PR #2154, opened 2026-03-27
Pt 3897 replace preview

katherinejensen00:
https://paratextstudio.atlassian.net/browse/PT-3897
image

- Create a replace preview view options picker as per this V0: https://v0.app/chat/preview-options-picker-s08sC9IIAfJ
- Fix history (I broke it when I implemented auto search)
- Fix some styling that Sebastian pointed out
- Improve keyboard navigation so the editor navigates to the reference without losing the cursor to the editor

Demo Video (had to zip it because it was just a little bit over the size limit for files):
[replace-preview-options-picker.zip](https://github.com/user-attachments/files/26355442/replace-preview-options-picker.zip)

- - -
This change is [Reviewable](https://reviewable.io/reviews/paranext/paranext-core/2154)

---

<a href="https://app.devin.ai/review/paranext/paranext-core/pull/2154" target="_blank">
  <picture>
    <source media="(prefers-color-scheme: dark)" srcset="https://static.devin.ai/assets/gh-open-in-devin-review-dark.svg?v=1">
    Open with Devin
  </picture>
</a>

---

# Code Review Summary

**Branch**: pt-3897-replace-preview

**Base**: origin/main

**Date**: 2026-04-06

**Review model**: Claude Sonnet 4.6

**Files changed**: 38

## Overview

This PR delivers a replace-preview options picker for the Find/Replace UI, allowing users to customize how replacement previews are displayed (layout, highlight shape, highlight color, monospace font, and whitespace markers). It also bundles a significant set of bug fixes and improvements discovered during PT-3895 work: fixing a blank-screen crash on kebab menu click, fixing the replace button layout in search results, reducing editor focus stealing on arrow key navigation, overhauling the search history system (it was entirely broken by the PT-3895 autosearch feature), adding the ability to select text in the editor and open Find with Ctrl+F to search for it, adding a UX-requested whitespace reference story documenting PT9 vs PT10 differences, and fixing incorrect fonts and heading styles in Find/Replace dropdowns and popovers. New and improved Storybook stories are included throughout.

The replace preview picker has passed UX review and is intended for near-term user testing. It is expected to be simplified or removed once winning options are identified.

## API Changes

- `lib/platform-bible-react` (`RecentSearchesProps<T>`): Added two optional props — `open?: boolean` and `onOpenChange?: (open: boolean) => void` — enabling controlled mode for the popover. Fully backward-compatible.
[...]

PR #2677, opened 2026-08-14
PT-4341: Open Find from any scripture tab type

katherinejensen00:
https://github.com/user-attachments/assets/8aa7de79-fcc3-4b94-b484-4d1f3f651308

# Code Review Summary

**Branch**: pt-4341-find-from-any-tab

**Base**: origin/main

**Date**: 2026-08-13

**Files changed**: 74

## Overview

This branch delivers the Find/Replace feature for Scripture projects and, on top of it, **PT-4341 — "open Find from any scripture tab type."** Find can now be invoked (Ctrl+F) not just from the Scripture editor but from the read-only reference panels (model text, Bible text, commentaries), and it searches the **resource actually displayed** in that panel — not the panel's own container project. In Simple mode a Find tab is seeded into the Column-3 layout and brought to the front on invoke. The change extends the `platformScripture.openFind` command with an explicit source-project parameter, gates the editor-controller id so a non-editor panel never triggers a ~20s controller hang, and adds a shared `useOpenFindShortcut` hook plus pure, unit-tested resolution helpers.

The four analysis passes (api/correctness, style/patterns, compliance/coverage, UX design guide) found **no critical or important correctness issues**. One important compliance gap (a missing Storybook story) and several minor items were surfaced; the actionable ones were fixed during the review (below).

## API Changes

- `lib/platform-bible-utils`: added `DEBOUNCE_CANCELED_ERROR_MESSAGE` const and `DebouncedFunction<TFunc>` type; `debounce()` return type changed from a plain callable to `DebouncedFunction<TFunc>` (callable signature preserved; adds a `cancel()` method) — additive / backward-compatible.
- `lib/platform-bible-react`: `Button` gained a `'subtle'` variant (widens `ButtonProps['variant']`); `RecentSearchesProps.buttonVariant` retyped to `ButtonProps['variant']` and gained optional `open?` / `onOpenChange?` props; `ResultsCard` internal-only behavior change (no prop/signature change).
- `extensions/src/platform-scripture` (`platform-scripture.d.ts`): added `FindHistoryDataTypes` and `IFindHistoryDataProvider` types and the `'platformScripture.findHistory'` project-data-provider interface; `platformScripture.openFind` gained two trailing optional params `selectedText?` and `sourceProjectId?` (backward-compatible); updated return-value JSDoc.
- `FindWebViewOptions` (exported interface, not a `@papi/` surface): added optional `initialSearchText?`.
- `lib/papi-dts/papi.d.ts`: unchanged (no `@papi/` module surface changed).

None.

- [x] **[Compliance] `ReplacePreviewOptions` had no Storybook story** _(fixed during review: added `replace-preview-options.stories.tsx` with `Default` + `InlineGreyBlueMonospace` stories; localized-string mapping replicates `find.component.tsx`, no hardcoded strings)_

[Author response: agreed and asked to add the story now; done in-review.]

### Minor — Consider

- [x] **[Style] Find-highlight amber `rgb(255 213 0 / 40%)` was a hardcoded literal duplicated across two rules in `_editor-overrides.scss`** _(fixed during review: extracted to a single `$find-result-highlight` SCSS variable)_
- [x] **[Style] Five bare `.catch(() => {})` swallowed errors silently in `find.web-view.tsx`** (history persistence, annotation cleanup, result-preview select/annotate) _(fixed during review: added `logger.warn(\`…${getErrorMessage(e)}\`)` to each)_
- [x] **[Compliance/UX] Dead localization keys `%webView_find_searchPlaceholderShort%` and `%webView_find_clearSearch%`** — present in both locales but unreferenced in source _(fixed during review: removed from the en and es blocks; JSON re-validated)_
- [ ] ~~**[UX] The replace-preview-options trigger label "View" is ambiguous** (verb vs. noun); a clearer label like "Display" was suggested~~ _(left as-is for the UX team to decide the copy)_
- [ ] ~~**[UX] Color-pair labels use title case ("Red / Cyan", "Red / Green", "Grey / Blue")** where the sentence-case rule would give "Red / cyan"~~ _(intentional symmetric styling for color pairs)_
- [ ] ~~**[Compliance] `electronmon` devDependency bumped `^2.0.3` → `^2.0.4`**~~ _(incidental to the feature, but retained — a helpful dev-start improvement)_
- [ ] ~~**[Compliance] The e2e suite doesn't exercise the PT-4341 panel Ctrl+F triggers**~~ _(deferred; a full e2e needs installed DBL-resource fixtures, and the trigger logic is covered by unit + hook tests)_
- [ ] ~~**[API] `openFind` now takes three positional optionals** (`editorWebViewId?`, `selectedText?`, `sourceProjectId?`), which is easy to mis-order at future call sites~~ _(conforms to the established sibling `open*` command convention; each param is documented in the `.d.ts` TSDoc)_

[Author response: fixed M3/M4/M8 in-review; dismissed the rest with the reasons above.]

### Template Propagation

None. No `#region shared with <url>` markers overlap changed lines, and no extension config/build files changed (the only build-config change is the root `package.json` `electronmon` bump).

## Positive Observations

- The `openFind` resolution logic is extracted into a pure, separately unit-tested `resolveFindInvocation`, with a well-documented reason for **not** forwarding `editorWebViewId` to non-editor panels (avoids a ~20s `useWebViewController` hang), and the mirrored `SCRIPTURE_EDITOR_WEBVIEW_TYPE` literal is backed by a pinning test.
- New pure logic is uniformly unit-tested: `resolveFindInvocation`, `getOpenFindTriggerArgs`, `useOpenFindShortcut` (jsdom keydown/no-op/cleanup), `FindHistoryDataProviderEngine` (invalid JSON, cap, dedup, per-project keys), and `debounce.cancel`.
- The keyboard-shortcuts catalog (`scripture-find`) was correctly updated per the catalog rule — new context/comment and a `locations` entry pointing at `use-open-find-shortcut.hook.ts`.
- `FindHistoryDataProviderEngine` follows the standard `DataProviderEngine` pattern with storage injected for testability without an `ExecutionToken`, reusing prior storage keys for data continuity.
- Localization is complete and parallel across en/es; `…` (proper ellipsis) and sentence-case (`"Replace all"`) refinements were applied consistently, editing existing keys rather than minting new ones.
- The `subtle` Button variant carries a proper `// CUSTOM:` annotation and a matching Storybook story; `RecentSearchesProps.buttonVariant` retyped to `ButtonProps['variant']` keeps it in sync automatically.
- Accessibility: the preview-options control has both a visible label and `aria-label`; grouped radio/checkbox controls use semantic `<fieldset>`/`<legend>`; the popover width (288px) stays within the 300px narrow-panel target.
- The Simple-mode Column-3 Find tab seeding is paired with updated `simple-layout.data.test.ts` assertions (tab count and webViewType count), and the literal `webViewType` is documented as needing to match `findWebViewType`.
- The `debounce()` change is cleanly backward-compatible (callable preserved; `cancel()` + `DEBOUNCE_CANCELED_ERROR_MESSAGE` additive, with a clear cancellation-rejection contract).

## Interview Notes

- **Purpose** (author-confirmed): PT-4341 — enable opening Find from any scripture tab type (model-text, Bible-text, commentary panels), not just the scripture editor; resolve the correct displayed-resource as the search source; and dock/seed Find as a Column-3 tab in Simple mode. Built on the broader Find/Replace feature work already on this branch.
- The author directed this work closely, including commissioning adversarial reviews and a `/code-review max` pass (which caught and fixed a real Important defect earlier on the branch — a stale `editorWebViewId` resurrected on a panel-triggered Find reload). On the design walkthrough the author answered **"all solid"** and had **nothing further to flag** — no areas of uncertainty and no deferral to AI; understanding is demonstrated.
- In-review changes made: added the `ReplacePreviewOptions` Storybook story; extracted the find-highlight color to a SCSS variable; added `logger.warn` to five silent `.catch` handlers; removed two dead localization keys.

## In-Review Quality Check

Changes were made during the interview, so quality checks were run on the four affected files:

- **Prettier**: one auto-fix (a long `.catch(...)` line wrapped in `find.web-view.tsx`); the other three files were already clean.
- **Typecheck**: zero new errors in `platform-scripture` and `platform-scripture-editor`.
- **Stylelint**: clean on `_editor-overrides.scss` (the new `$find-result-highlight` variable raised no issues).
- **ESLint**: clean on `find.web-view.tsx` and the new story.
- **Tests**: 79 find-related tests pass (`open-find.utils`, `find-trigger`, `find-history.data-provider`, `find.utils`, `use-open-find-shortcut`, `model-text-panel.component`).

No unfixable failures. (Pre-existing, unrelated failures in `eslint-plugin-paranext` rule tests and `lib/platform-bible-react` Storybook/chromium stories are not from this branch and were left untouched.)

## Suggested Review Focus

Prioritized areas for the author–reviewer meeting. The author reported no uncertainties ("all solid"); these are the subtlest pieces worth a second set of eyes:

- [ ] **`editorWebViewId` type-gate + Find-provider presence-check** — Find forwards an editor-controller id only for real editor tabs, and a panel-triggered reload *clears* a stale editor id (the fix that avoids a wrong-editor coupling / ~20s `useWebViewController` hang). Confirm the reload-vs-restore distinction holds (restore omits the `editorWebViewId` key, so the saved value is preserved).
- [ ] **Displayed-resource-as-source** — the panels pass the *selected resource's* project id (`modelResourceProjectId` / `resourceProjectId`), never the panel's own container project. Confirm this is right for every resource type (DBL Bible text, DBL commentary, project reference).
- [ ] **Seeded Column-3 Find tab + `existingId:'?'` bring-to-front** — relies on Simple mode being stateless (re-read from `simpleLayout`, never persisted) so the seeded tab is focused in place rather than spawning a second Find panel; worth a cold-start manual smoke.
- [ ] **Related follow-up filed**: PT-4372 (make `getWebViewController` fast-reject a known-absent/wrong-type controller instead of hanging ~20s) — the platform-level fix behind the Find-specific `editorWebViewId` gate.
- [ ] Scope note: this branch is the whole Find/Replace feature, not only PT-4341; the broader Find UI (replace-preview options, recent searches, results card) is in-scope for review too.

- - -
This change is [Reviewable](https://reviewable.io/reviews/paranext/paranext-core/2677)


jolierabideau (changes requested):
Thanks Katherine! I think we also need to add the Find menu items to the model texts, bible texts, and commentaries web views. Unless that is specifically left for a follow up PR. Also Claude pointed out that there is a 5th scripture tab type - Scripture Text Grid, just want to document as an open question if we should add this to that one as well. I would assume maybe? But can be done in a follow up.

> @jolierabideau reviewed 24 files and all commit messages, and made 3 comments.
> *[Reviewable](https://reviewable.io/reviews/paranext/paranext-core/2677#-:-P-FavtIDVjfHk9_eWgG:b-ehg4tp)* status: all files reviewed, 2 unresolved discussions (waiting on katherinejensen00).

___
*[`extensions/src/platform-scripture-editor/src/use-open-find-shortcut.hook.ts` line 24 at r1](https://reviewable.io/reviews/paranext/paranext-core/2677#-P-FbGowAmzMzdOzUhZj:-P-FbGowAmzMzdOzUhZk:b-xpwckw) ([raw file](https://github.com/paranext/paranext-core/blob/299a66dc149a4da09af875805a03aa69601b8f9b/extensions/src/platform-scripture-editor/src/use-open-find-shortcut.hook.ts#L24)):*
> ```XML
>       if (!event.ctrlKey || event.key.toLowerCase() !== 'f') return;
>       // Intercept Ctrl+F like the editor's handler; a panel with no resource resolved then no-ops below.
>       event.preventDefault();
> ```

When no resource is resolved yet, this swallows Ctrl+F and does nothing — no panel, no message, not even a log line. PT‑4336's NN‑1D is precisely "always see feedback… there is no situation where a search term is entered but the result list stays or becomes empty" and the demo bullet is "Find never goes silent." A silent keystroke in a Bible-text tab that is still loading its resource is the same trust failure in a different place. Suggest either opening Find with the panel's own project as a fallback, or at minimum `logger.debug` + letting the event through, so the behavior is diagnosable.
___
*[`src/renderer/components/docking/simple-layout.data.ts` line 97 at r1](https://reviewable.io/reviews/paranext/paranext-core/2677#-P-FbL17Dr20sJIERHn2:-P-FbL17Dr20sJIERHn3:b5e181x) ([raw file](https://github.com/paranext/paranext-core/blob/299a66dc149a4da09af875805a03aa69601b8f9b/src/renderer/components/docking/simple-layout.data.ts#L97)):*
> ```XML
>                 },
>               },
>               {
> ```

Is this PR branched off of Matt's? If so, ignore this comment as it probably should go on his PR. If not, we may need to see what his solution is before this is merged.

The seeded tab carries `state: {}` and no `projectId`, and `FindWebViewProvider.getWebView` resolves `projectId = getWebViewOptions.projectId || savedWebView.projectId || undefined` — so on a cold Simple-mode start the Find tab exists with **no project**. AC 4 says invoking Find brings the tab to front "with the resolved source pre-selected", which is fine, but what does the tab render _before_ the first invoke? Worth confirming it shows the placeholder/empty state rather than an error or a spinner — again NN‑1D territory. Also: this adds a 4th always-mounted web view iframe to every Simple-mode startup; was startup timing checked (`PT_STARTUP_MARKS`)?

jolierabideau (changes requested):
> @jolierabideau made 11 comments.
> *[Reviewable](https://reviewable.io/reviews/paranext/paranext-core/2677)* status: all files reviewed, 12 unresolved discussions (waiting on katherinejensen00).

___
*[`src/renderer/components/docking/simple-layout.data.ts` line 97 at r1](https://reviewable.io/reviews/paranext/paranext-core/2677#-P-FbL17Dr20sJIERHn2:-P-FcXQd3qMrV8yMo7Vw:b-5mjjyk) ([raw file](https://github.com/paranext/paranext-core/blob/299a66dc149a4da09af875805a03aa69601b8f9b/src/renderer/components/docking/simple-layout.data.ts#L97)):*

Is this PR branched off of Matt's? If so, ignore this comment as it probably should go on his PR. If not, we may need to see what his solution is before this is merged.

The seeded tab carries `state: {}` and no `projectId`, and `FindWebViewProvider.getWebView` resolves `projectId = getWebViewOptions.projectId || savedWebView.projectId || undefined` — so on a cold Simple-mode start the Find tab exists with **no project**. AC 4 says invoking Find brings the tab to front "with the resolved source pre-selected", which is fine, but what does the tab render _before_ the first invoke? Worth confirming it shows the placeholder/empty state rather than an error or a spinner — again NN‑1D territory. Also: this adds a 4th always-mounted web view iframe to every Simple-mode startup; was startup timing checked (`PT_STARTUP_MARKS`)?
</blockquote></details>

Claude also pointed out 

The file two entries above already imports `SCRIPTURE_EDITOR_WEBVIEW_TYPE` from `@shared/models/web-view.model` — and [web-view.model.ts:310-316](vscode-webview://0oqmghua87getfiijg7t4honkp5tbk6k01u8478fm49o1l6q4ig9/src/shared/models/web-view.model.ts#L310-L316) exists for exactly this purpose, with the same "core code cannot import extension source, so the value is mirrored here as the single core-side copy" rationale. The established pattern is a named, documented export in that model file, not an inline literal in layout data. Please add `FIND_WEBVIEW_TYPE` there and reference it here, so the next core-side consumer doesn't mint a 2nd copy.
___
*[`extensions/src/platform-scripture/contributions/localizedStrings.json` at r1](https://reviewable.io/reviews/paranext/paranext-core/2677#-P-Fer8c4-f8EMK3Sw2i:-P-Fer8c4-f8EMK3Sw2j:b-a9w6va) ([raw file](https://github.com/paranext/paranext-core/blob/299a66dc149a4da09af875805a03aa69601b8f9b/extensions/src/platform-scripture/contributions/localizedStrings.json)):*
Verified: `%webView_find_searchPlaceholderShort%` is genuinely unreferenced, so the removal is safe. (Note the PR summary in the description claims `%webView_find_clearSearch%` was removed too — it wasn't, and shouldn't be; it's used at `find.component.tsx:567,578`. Just a stale description.)

One thing I'd ask the author directly: the PR description is a `/review-paratext` self-review whose "Files changed: 74" and API-changes list describe the whole Find/Replace branch, but `main` now has that work (#2154) and this PR is a 24-file delta. The description should be regenerated so the reviewer isn't reading findings about code that isn't in the diff.
___
*[`extensions/src/platform-scripture/src/main.ts` line 305 at r1](https://reviewable.io/reviews/paranext/paranext-core/2677#-P-Fe6tEAt7-YZEo-_Im:-P-Fe6tEAt7-YZEo-_In:b-hctfr5) ([raw file](https://github.com/paranext/paranext-core/blob/299a66dc149a4da09af875805a03aa69601b8f9b/extensions/src/platform-scripture/src/main.ts#L305)):*
> ```XML
>   if (!projectId) {
>     logger.debug('No project!');
>     return undefined;
> ```

**`extensions/src/platform-scripture/src/main.ts:305-311` (`editorScrollGroupId` in `options`) together with `find.web-view-provider.ts:47` (`scrollGroupScrRef: getWebViewOptions.editorScrollGroupId`)**

The provider assigns the incoming scroll group **unconditionally** — there's no `?? savedWebView.scrollGroupScrRef`. Resource panels deliberately have no scroll group ([platform-scripture-editor/src/main.ts:1082-1084](vscode-webview://0oqmghua87getfiijg7t4honkp5tbk6k01u8478fm49o1l6q4ig9/extensions/src/platform-scripture-editor/src/main.ts#L1082-L1084): _"Intentionally does not force scrollGroupScrRef in simple mode… not scroll-synced with the scripture editor"_), and your own test fixture models `panelDef` with `scrollGroupScrRef: undefined`. So: open Find from the editor (joins scroll group 0) → Ctrl+F in a Bible-text tab → `shouldReloadExistingFind` returns true → reload with `editorScrollGroupId: undefined` → **the already-open Find panel is dropped out of its scroll group**. Was that verified? If it's intended, the provider should say so; if not, either preserve the saved group or pass the panel's group through.
___
*[`extensions/src/platform-scripture/src/find/find-web-view-state.utils.ts` line 29 at r1](https://reviewable.io/reviews/paranext/paranext-core/2677#-P-FeG4k7llAwNZNyRxI:-P-FeG4k7llAwNZNyRxJ:b-kmaj0l) ([raw file](https://github.com/paranext/paranext-core/blob/299a66dc149a4da09af875805a03aa69601b8f9b/extensions/src/platform-scripture/src/find/find-web-view-state.utils.ts#L29)):*
> ```XML
>         ? getWebViewOptions.editorWebViewId
>         : savedWebView.state?.editorWebViewId,
>     ...(getWebViewOptions.initialSearchText
> ```

The clear-vs-preserve distinction rides on _key presence_ across a process boundary. I traced it and it does survive: `rpc.model.ts` uses `serialize`/`deserialize` from `platform-bible-utils`, which map `undefined → null → undefined` and keep the key — so the behavior is correct today. But it's load-bearing on a non-obvious property of one serializer, it isn't mentioned in the doc comment, and no test covers the round trip. Suggest either a comment naming that dependency plus a serialize/deserialize round-trip test, or an explicit signal (e.g. `clearEditorWebViewId?: boolean`) that can't be lost in transit.
___
*[`extensions/src/platform-scripture/src/find/open-find.utils.ts` line 7 at r1](https://reviewable.io/reviews/paranext/paranext-core/2677#-P-FcfHY42Zpi_ewllF2:-P-FcfHY42Zpi_ewllF3:b98yth9) ([raw file](https://github.com/paranext/paranext-core/blob/299a66dc149a4da09af875805a03aa69601b8f9b/extensions/src/platform-scripture/src/find/open-find.utils.ts#L7)):*
> ```XML
>  * not import the platform-scripture-editor constant) — it must equal
>  * `SCRIPTURE_EDITOR_WEBVIEW_TYPE` in
>  * `extensions/src/platform-scripture-editor/src/platform-scripture-editor.utils.ts`.
> ```

Introducing the named const is an improvement, but `platform-scripture` already has five bare `'platformScriptureEditor.react'` literals — including [find.web-view.tsx:260](vscode-webview://0oqmghua87getfiijg7t4honkp5tbk6k01u8478fm49o1l6q4ig9/extensions/src/platform-scripture/src/find.web-view.tsx#L260), which is the exact `useWebViewController(...)` call this new gate exists to protect, plus `checks-side-panel.web-view.tsx:56,139`, `checklist.web-view.tsx:631`, and `manage-books.web-view.tsx:61`. If the const is worth a pinning test, it's worth being the one copy in the extension — at least convert `find.web-view.tsx:260` in this PR.
___
*[`extensions/src/platform-scripture/src/find/open-find.utils.ts` line 70 at r1](https://reviewable.io/reviews/paranext/paranext-core/2677#-P-FeKXj5qi0-xVoIIfp:-P-FeKXj5qi0-xVoIIfq:b-5xycla) ([raw file](https://github.com/paranext/paranext-core/blob/299a66dc149a4da09af875805a03aa69601b8f9b/extensions/src/platform-scripture/src/find/open-find.utils.ts#L70)):*
> ```XML
>  */
> export function shouldReloadExistingFind(
>   existingFind: SavedWebViewDefinition | undefined,
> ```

·····

§ **To do**
Taking the records above as a whole, work out how many of their lines hold the word "broader". The reply should be that number alone.

§ **Reply**
2